(Task input begins)
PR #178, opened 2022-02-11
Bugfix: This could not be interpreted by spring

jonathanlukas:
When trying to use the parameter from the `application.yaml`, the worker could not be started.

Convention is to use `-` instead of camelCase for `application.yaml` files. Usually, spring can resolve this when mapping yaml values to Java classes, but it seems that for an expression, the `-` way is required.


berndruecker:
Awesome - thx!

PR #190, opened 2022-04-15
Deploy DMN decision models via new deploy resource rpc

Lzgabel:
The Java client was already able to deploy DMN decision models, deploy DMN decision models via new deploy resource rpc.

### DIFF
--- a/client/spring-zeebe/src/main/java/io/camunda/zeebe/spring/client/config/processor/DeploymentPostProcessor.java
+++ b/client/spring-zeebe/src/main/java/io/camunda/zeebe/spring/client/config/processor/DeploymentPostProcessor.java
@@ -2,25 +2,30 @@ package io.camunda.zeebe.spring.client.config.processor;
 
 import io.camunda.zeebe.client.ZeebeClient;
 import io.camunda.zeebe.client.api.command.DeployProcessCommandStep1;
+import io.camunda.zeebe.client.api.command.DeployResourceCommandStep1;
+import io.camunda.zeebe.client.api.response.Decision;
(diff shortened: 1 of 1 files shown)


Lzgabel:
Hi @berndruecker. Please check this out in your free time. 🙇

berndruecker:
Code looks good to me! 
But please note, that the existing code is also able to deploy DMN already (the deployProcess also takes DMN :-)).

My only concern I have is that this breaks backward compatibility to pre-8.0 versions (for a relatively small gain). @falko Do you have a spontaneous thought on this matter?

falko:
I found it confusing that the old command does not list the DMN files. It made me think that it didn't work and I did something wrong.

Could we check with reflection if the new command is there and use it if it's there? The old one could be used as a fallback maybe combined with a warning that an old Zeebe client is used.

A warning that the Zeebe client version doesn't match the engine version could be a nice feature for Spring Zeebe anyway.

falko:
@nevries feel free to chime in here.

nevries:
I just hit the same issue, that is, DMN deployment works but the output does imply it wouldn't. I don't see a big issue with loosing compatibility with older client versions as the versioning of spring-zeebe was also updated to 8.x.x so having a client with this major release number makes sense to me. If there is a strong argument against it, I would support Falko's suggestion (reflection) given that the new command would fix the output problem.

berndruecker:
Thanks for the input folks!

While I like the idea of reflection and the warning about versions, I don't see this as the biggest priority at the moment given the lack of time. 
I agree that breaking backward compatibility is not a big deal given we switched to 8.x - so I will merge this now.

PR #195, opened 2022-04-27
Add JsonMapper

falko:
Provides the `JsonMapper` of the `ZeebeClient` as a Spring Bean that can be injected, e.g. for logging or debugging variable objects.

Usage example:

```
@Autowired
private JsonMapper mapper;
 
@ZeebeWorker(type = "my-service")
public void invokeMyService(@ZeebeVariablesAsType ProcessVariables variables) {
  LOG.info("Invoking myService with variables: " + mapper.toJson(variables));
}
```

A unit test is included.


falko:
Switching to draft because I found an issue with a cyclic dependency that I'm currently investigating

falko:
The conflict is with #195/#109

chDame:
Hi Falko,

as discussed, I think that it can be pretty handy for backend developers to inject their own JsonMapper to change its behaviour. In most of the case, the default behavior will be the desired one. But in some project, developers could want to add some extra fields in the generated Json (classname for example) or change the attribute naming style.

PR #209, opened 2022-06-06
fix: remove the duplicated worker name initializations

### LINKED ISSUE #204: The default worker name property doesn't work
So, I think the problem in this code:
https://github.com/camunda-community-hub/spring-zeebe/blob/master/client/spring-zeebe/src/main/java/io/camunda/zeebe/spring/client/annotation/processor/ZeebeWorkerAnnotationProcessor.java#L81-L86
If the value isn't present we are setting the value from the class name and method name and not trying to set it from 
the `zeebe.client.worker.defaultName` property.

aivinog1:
(Task input ends)
• **Description of the task**:
Begin with the line above that has "But please note, that" and continue through the line that has "While I like", setting each one down exactly. Stop there.

• **Finished task**:
But please note, that the existing code is also able to deploy DMN already (the deployProcess also takes DMN :-)).

My only concern I have is that this breaks backward compatibility to pre-8.0 versions (for a relatively small gain). @falko Do you have a spontaneous thought on this matter?

falko:
I found it confusing that the old command does not list the DMN files. It made me think that it didn't work and I did something wrong.

Could we check with reflection if the new command is there and use it if it's there? The old one could be used as a fallback maybe combined with a warning that an old Zeebe client is used.

A warning that the Zeebe client version doesn't match the engine version could be a nice feature for Spring Zeebe anyway.

falko:
@nevries feel free to chime in here.

nevries:
I just hit the same issue, that is, DMN deployment works but the output does imply it wouldn't. I don't see a big issue with loosing compatibility with older client versions as the versioning of spring-zeebe was also updated to 8.x.x so having a client with this major release number makes sense to me. If there is a strong argument against it, I would support Falko's suggestion (reflection) given that the new command would fix the output problem.

berndruecker:
Thanks for the input folks!

While I like the idea of reflection and the warning about versions, I don't see this as the biggest priority at the moment given the lack of time. 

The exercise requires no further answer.